Historically, approaches to the design and construction of DW can be traced to two main directions, initiated by the founders of the industry, Ralph Kimball [1] and Bill Inmon [2].
Kimball's approach follows a bottom-up approach to designing a DW architecture, in which data stores are formed first. An ETL tool is then used to retrieve data from multiple sources and load it into a staging area of a relational database. The next step involves loading the data into the DDW, which is denormalized in nature. The process partitions the data into a fact table, which is numerical transactional data, and a dimension table, which is reference information that defines the facts. To integrate the data, this approach involves aligning the dimensions of the data. This ensures that a single data element is defined in the same way for all facts [3].
Inmon proposes the concept of DW development, which is the definition of the subject area and objects with which the enterprise works, such as customers, products, suppliers, etc. It defines DW as "a subject-oriented, integrated, immutable data set that maintains a timeline and is organized for management support purposes." A logical model is created for each primary entity with all attributes associated with that entity. This logical model can include all details, aspects, relationships, dependencies, and connections. The advantage of this top-down approach is that DW acts as a single source of truth for the entire domain, all data is integrated [3].
Bill Inmon and his company have developed a technology known as "textual disambiguation". This technology applies context to the raw text and reformats it into a standard database format. Textual disambiguation is performed by running custom textual ETL/ELT. It can be applied anywhere there is raw text, such as documents, Hadoop, email, etc. The concept of a semantic layer, representing corporate data through common terms, is introduced.
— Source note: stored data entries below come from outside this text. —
PR #1481, opened 2019-11-11
Added exporter for Mosquitto broker

daviddetorres:
Added link to the exporter of the Mowsquitto MQTT message broker.

Signed-off-by: David de Torres <detorres.david@gmail.com>

### DIFF
--- a/content/docs/instrumenting/exporters.md
+++ b/content/docs/instrumenting/exporters.md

The semantic layer displays complex data in defined terms and makes a unified consolidated view of the data of the entire organization [4] [5].
The DW development methodology, which integrates data from different sources by combining DW and ontology technologies, is considered in [6], where each source can have its own local ontology, which refers to the global one, with the possibility of its specialization or expansion.
The combination of DW, OLAP and SW technologies is considered in [7]. SW technologies are applied to data modeling and representation, including semantic annotation and semantically-aware ETL processes.
In [8], an original methodology for building a text data repository and performing OLAP operations on text data after categorizing text documents in a hierarchy of concepts by fixing the contextual similarity between text documents is proposed.
The KB project for IA follows the path proposed by Bill Inmon, which allows you to avoid data redundancy thanks to the normalized form of the entity structure and to simplify the procedures for updating and forming queries using a single logical model.
The goal of the project is to research approaches and methods of creating KB IA based on SM, which is displayed in a relational data model.
The object of research is IA based on knowledge in the sense of the definition given in [9].
The subject of research is KR in IA in the form of SM, as a mathematical model of a conceptual structure consisting of a set of concepts and cognitive connections between them. SM is represented by a generalized graph, where concepts and entities correspond to graph nodes, and connections between concepts correspond to arcs [10].
Achieving the project goal consists of the following tasks:
- formulation of the mathematical model of the SM structure;
- creation of a relational data model based on a mathematical model;
- implementation of a relational model for a specific database;
- development of a system of requests to the constructed SM by means of logical programming;
- execution of a test example on the built system.